Requirement => Scan the following material for the string "slim" and copy each line in which it appears.

Input data =>
PR #4172, opened 2026-09-07
fix(embeddings): include prefixes in input token cap

### LINKED ISSUE #4165: Batch embedder can exceed the embedding model context by one token, failing the task
**Version:** 0.9.2 (self-hosted, `hindsight-api` + `hindsight-control-plane`)

## Summary

The batch embedder can build a request that exceeds the embedding model's context window by a small margin, producing a hard 400 and failing the owning task. Observed overshoot: **8193 tokens against a hard limit of 8192** — one token over.

## Observed

```
openai.BadRequestError: Error code: 400 - {'error': {'message': "You passed 8193 input
tokens and requested 0 output tokens. However, the model's context length is only 8192
tokens, resulting in a maximum input length of 8192 tokens. Please reduce the length of
the input prompt. (parameter=input_tokens, value=8193)"}}

Exception: Failed to generate batch embeddings: Error code: 400 - {...}
ERROR - hindsight_api.engine.memory_engine - Task execution failed: refresh_mental_model
```

The task is then rescheduled ~60s later and, on repeat failure, ends terminally at `status: failed` with `retry_count: 3`. So retries are bounded — this is a correctness bug, not a runaway.

It is not a one-off: two distinct task ids hit it within a recent 3-hour window, and during a period of queue backlog three distinct task ids hit it inside a single 60-second window.

## Expected

The batcher should treat the embedding model's context length as a hard bound and split or truncate to fit, rather than emitting a request it can predict will be rejected. An overshoot of exactly one token suggests an off-by-one in the token budget — e.g. a boundary computed as `<= limit` on one side and `< limit` on the other, or a separator/special token added after the budget check.

## Impact

Affected `refresh_mental_model` tasks fail permanently after their retries are exhausted, so the mental model silently keeps stale content. The failure is only visible in pod logs or by inspecting the operation's `error_message` — there is no signal at the level an operator normally watches.

koriyoshi2041:
## Problem

Embedding inputs are truncated before asymmetric query/passage prefixes are added. An input at the configured token cap can therefore exceed the provider's hard context limit after the backend prepends its prefix, producing a permanent 400 and failing the owning task.

## Fix

Include the selected query or passage prefix while truncating, then remove it before dispatch so the backend adds it exactly once. This preserves the existing backend contract while making the configured cap apply to the actual wire text.

## Test

- `uv run pytest tests/test_embeddings_max_input_tokens.py tests/test_token_encoding.py -q` (29 passed)
- `uv run ruff check hindsight_api/engine/retain/embedding_utils.py tests/test_embeddings_max_input_tokens.py`
- `uv run ruff format --check hindsight_api/engine/retain/embedding_utils.py tests/test_embeddings_max_input_tokens.py`
- `uv run ty check hindsight_api/engine/retain/embedding_utils.py`

## Risk

Low. The behavior changes only when a token cap and a query/passage prefix are both configured. Empty-prefix and uncapped paths remain unchanged. A cap too small to contain the prefix now fails with a clear configuration error.

Closes #4165.

### DIFF
--- a/hindsight-api-slim/hindsight_api/engine/retain/embedding_utils.py
+++ b/hindsight-api-slim/hindsight_api/engine/retain/embedding_utils.py
@@ -27,7 +27,12 @@ class EmbeddingsBackend(Protocol):
     def encode_documents(self, texts: list[str]) -> list[list[float]]: ...
 
 
-def _truncate_inputs(texts: list[str], max_input_tokens: int, backend: EmbeddingsBackend) -> list[str]:
+def _truncate_inputs(
+    texts: list[str],
+    max_input_tokens: int,
+    backend: EmbeddingsBackend,
+    input_type: EmbeddingInputType = "document",
+) -> list[str]:
     """Cap each input at ``max_input_tokens`` tokens before it reaches the provider.
 
     Remote providers with a fixed input-token limit (e.g. Bedrock Titan V2's hard 8192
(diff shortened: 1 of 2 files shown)


koriyoshi2041:
Closing as superseded by #4182, which landed the same prefix-aware context bound on main and also covered the knowledge-page/default-cap path from #4165. Thanks.

PR #67, opened 2023-08-21
Add a badge reflecting the status of the documentation build

diazona:
I noticed that we don't have a simple indicator of whether the docs are building successfully on readthedocs or not. readthedocs imposes more stringent requirements than the "native" documentation build that we run in tox, so it's very possible that it could be failing even though our own documentation build is passing, and we need a way to be notified of that. This commit adds the badge from readthedocs which will fulfill that purpose.


sjlongland (approved):

diazona:
...the docs build started passing again right as soon as we merged this PR :laughing:

PR #75, opened 2023-09-04
Add WIP repo status badge

diazona:
This badge text comes from https://www.repostatus.org, and appears to be a fairly well-defined way to indicate the status of a project. It's similar to the "Development Status" trove classifiers, but is more visible and not specific to Python.

This is not super important but seems like a nice bit of added value.

### DIFF
--- a/README.md
+++ b/README.md
@@ -1,12 +1,15 @@
 # setuptools-pyproject-migration
 
+<!-- markdownlint-disable MD013 -->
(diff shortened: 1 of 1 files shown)


diazona:
Looks like [a runner error](https://github.com/actions/runner/issues/1923) is blocking tests from passing

sjlongland:
I've given the CI system a sharp prod, seems to be going again.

Answer below =>
--- a/hindsight-api-slim/hindsight_api/engine/retain/embedding_utils.py
+++ b/hindsight-api-slim/hindsight_api/engine/retain/embedding_utils.py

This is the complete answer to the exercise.